My Lords, there is clearly a balance to be struck. I think we should, as we go forward, because we all have the same interests at heart here, look carefully at whether there will be occasions when the commissioner should look at individual cases, not so much to interfere but to draw on the information that can be gleaned from them and use them in setting policy. With that said, I beg leave to withdraw the amendment.
Lord Pannick (CB)
My Lords, I entirely agree with what the noble and learned Lord, Lord Thomas has said. I shall add some observations. It is self-evident, as the noble Lord, Lord Sandhurst, says, that only those who are qualified and competent should be responsible for prosecutions, and no one would dispute that. However, it seems to me equally self-evident that not every criminal prosecution requires presentation by a barrister or a solicitor. There are many criminal prosecutions that others are perfectly competent to present. What matters is to ensure that whoever prosecutes in any particular case has the qualifications and experience that are necessary, and that will depend upon the nature of the case, whether it be a murder case at one extreme or a driving case at the other. I hope the Minister will be able to assure us that those factors will be, and are being, taken into account in deciding, once this reform is introduced, who prosecutes in any particular case.

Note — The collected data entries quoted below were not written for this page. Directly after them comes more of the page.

PR #622, opened 2018-01-12
Improve --help output

KurtPfeifle:
Try to make '--help' more precise. (Dunno if this then still compiles -- my only way to tell is press the big green button and hope for not harvesting too many red signals and texts in return....)

### DIFF
--- a/src/appimagetool.c
+++ b/src/appimagetool.c
@@ -415,19 +415,19 @@ bool readFile(char* filename, int* size, char** buffer) {
 
 static GOptionEntry entries[] =
 {
-    { "list", 'l', 0, G_OPTION_ARG_NONE, &list, "List files in SOURCE AppImage", NULL },
-    { "updateinformation", 'u', 0, G_OPTION_ARG_STRING, &updateinformation, "Embed update information STRING; if zsyncmake is installed, generate zsync file", NULL },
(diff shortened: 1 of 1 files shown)


TheAssassin:
Is `SRC` something normal users would understand as "source"? If not, I'd suggest to replace it with `SOURCE`. The other upper-case words aren't abbreviated either.

TheAssassin:
@KurtPfeifle unfortunately your changes don't work as intended with the GLib option parser.

See https://travis-ci.org/AppImage/AppImageKit/jobs/335667955#L3527. The new options would be e.g., `"--list SRC" <real value>`. This is probably not what you wanted.

TheAssassin:
Whoops. I hit Ctrl+Enter too early.

`'l SRC'` further breaks the C(++) syntax. `Single quotes can be used to express a single character (type `char`), whereas double quotes are used for strings (type `char[]` (read: `char` array)).

This limitation cannot be circumvented as far as I can see, unless we introduce another option parser (which would introduce another dependency, etc.).

Please revise your PR.

probonopd:
> unless we introduce another option parser (which would introduce another dependency, etc.)

Let's avoid that...

alshhrymhmd008:
Dlryy

alshhrymhmd008:
Tih

PR #633, opened 2018-01-25
Update README.md

jospoortvliet:
fix link?!?!

### DIFF
--- a/README.md
+++ b/README.md
@@ -214,7 +214,7 @@ If you have `AppImageUpdate` on your `$PATH`, then it can also do this neat tric
 
 ![screenshot from 2016-10-15 16-37-05](https://cloud.githubusercontent.com/assets/2480569/19410850/0390fe9c-92f6-11e6-9882-3ca6d360a190.jpg)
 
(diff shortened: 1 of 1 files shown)


TheAssassin:
Good catch, thanks. I wonder whether GitHub have removed that, because I'm pretty certain this link used to work.

KurtPfeifle:
Opening in a browser:

(1) Old link: https://github.com/AppImage/AppImageUpdate/releases/download/continuous/ 
(2) Jos' link: https://github.com/AppImage/AppImageUpdate/releases/tag/continuous
(3) My link: https://github.com/AppImage/AppImageUpdate/releases/

The first indeed doesn't work. However, (2) and (3) currently deliver the same page to me. Wouldn't it be better to use (3)? First of all, for general simplicity reasons? Also, because users there could pick from different tagged or continuous releases (should there ever be such differences)?

TheAssassin:
We only have the continuous release at the moment, so I don't see a problem there at the moment.
CC @probonopd

probonopd:
I don't see any remaining problem anymore either, feel free to reopen if you think something still needs to be fixed.

PR #650, opened 2018-02-02
Replace uname -p with uname -m where applicable

### LINKED ISSUE #563: build.sh script does not work on aarch64
Build.sh script is using **uname -p** to determine the arch which prints out **unknown** on aarch64. 
So I suggest using **uname -m** instead.

TheAssassin:
Fixes #563.


probonopd:
Thanks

The noble and learned Lord has said what I wanted to say much more sensitively and tactfully, but I will say what I was going to say.

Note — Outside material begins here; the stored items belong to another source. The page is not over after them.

PR #651, opened 2018-02-05
Reproducible builds

### LINKED ISSUE #625: [Feature Request] Reproducible builds
I would like to see "reproducible builds" for AppImages.

When I use *`appimagetool`* to convert an AppDir into an AppImage, the md5 or shaX hashes change after every run, even if the AppDir didn't change.

I think this has to do with some timestamps being automatically set to current by *`mksquashfs`*.

Is there a way to avoid this?

It would be very beneficial to only have changing md5/shaX  hashes *if and only if* some "meaty" content of the AppDir changed!

TheAssassin:
Going to fix #625.

### DIFF
--- a/src/appimagetool.c
+++ b/src/appimagetool.c
@@ -136,7 +136,7 @@ int sfs_mksquashfs(char *source, char *destination, int offset) {
         waitpid(pid, &status, 0);
     } else {
         // we are the child
-        gchar *offset_string;
+        gchar* offset_string;
         offset_string = g_strdup_printf("%i", offset);
 
         char* args[32];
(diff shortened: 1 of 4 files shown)


TheAssassin:
I had some trouble fixing the patch found in the link @probonopd provided in #625, since they use tabs instead of spaces, which confused all my editors and worse, Git itself.

For now mksquashfs is called with `-mkfs-fixed-timestamp 0`, but we might think about changing that.

@KurtPfeifle as you're the OP, please test `appimagetool.AppImage` produced by this PR's builds, they should now work as intended.

src/appimagetool.c
```diff
@@ -194,8 +194,19 @@ int sfs_mksquashfs(char *source, char *destination, int offset) {
             args[i++] = exclude_file;
         }
 
+        args[i++] = "-mkfs-fixed-time";
```
probonopd: Would you do this _all the time_ or only in certain circumstances?

TheAssassin: See the discussion in the issue.

PR #658, opened 2018-02-14
dependencies: Skip SSL verification

thopiekar:
This works around the following problem on Ubuntu Xenial with Let's Encrypt:

[ 20%] Performing patch step for 'inotify-tools'
--2018-02-14 13:43:08--  https://git.savannah.gnu.org/gitweb/?p=config.git;a=blob_plain;f=config.guess;hb=HEAD
Resolving git.savannah.gnu.org (git.savannah.gnu.org)... 208.118.235.201
Connecting to git.savannah.gnu.org (git.savannah.gnu.org)|208.118.235.201|:443... connected.
ERROR: cannot verify git.savannah.gnu.org's certificate, issued by 'CN=Let\'s Encrypt Authority X3,O=Let\'s Encrypt,C=US':
  Unable to locally verify the issuer's authority.
To connect to git.savannah.gnu.org insecurely, use `--no-check-certificate'.

### DIFF
--- a/cmake/dependencies.cmake
+++ b/cmake/dependencies.cmake
@@ -128,8 +128,8 @@ if(NOT USE_SYSTEM_INOTIFY_TOOLS)
     ExternalProject_Add(inotify-tools
         URL https://github.com/downloads/rvoicilas/inotify-tools/inotify-tools-3.14.tar.gz
         URL_HASH SHA512=6074d510e89bba5da0d7c4d86f2562c662868666ba0a7ea5d73e53c010a0050dd1fc01959b22cffdb9b8a35bd1b0b43c04d02d6f19927520f05889e8a9297dfb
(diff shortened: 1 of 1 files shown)


TheAssassin:
Thanks for your contribution. However, this is not an AppImageKit issue, and we will not consider disabling the SSL certificate verification.

The verification works fine in all up-to-date Ubuntu versions. We use trusty on Travis CI, where the build works fine, same goes for my Ubuntu xenial installation, several containers with trusty and xenial, and a lot of other systems.

Instead of hacking around this issue, you need to update your system, specifically the `ca-certificates` package.

thopiekar:
I looked now closely and it seems that I'm mixing up libraries here, so wget gives up checking the SSL cert I guess.
But you are right, hacking around is no solution - I have to fix the actual issue!

TheAssassin:
P.S.: I was just trying to prove it must be an issue on your end, as the certificate checks work fine everywhere else.

thopiekar:
No problem! Good that you did!
In case you are interested, you can take a look at the log in the attachment.
I'm kind of rebuilding many libraries and applications from scratch.
[raw.txt](https://github.com/AppImage/AppImageKit/files/1724419/raw.txt)

TheAssassin:
What should I be looking for in that log?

There is a danger that lawyers of my generation— I shall just apply it to my generation and not suggest which generation other Members of the House belong to—are prejudiced against lawyers who do not have standard qualifications, if you like, or the backgrounds that many of us come from. I understand from CILEX that there are 133 members working as associate prosecutors who cannot progress or get promotion. That is a real shame. It is a much wider issue than just prosecution.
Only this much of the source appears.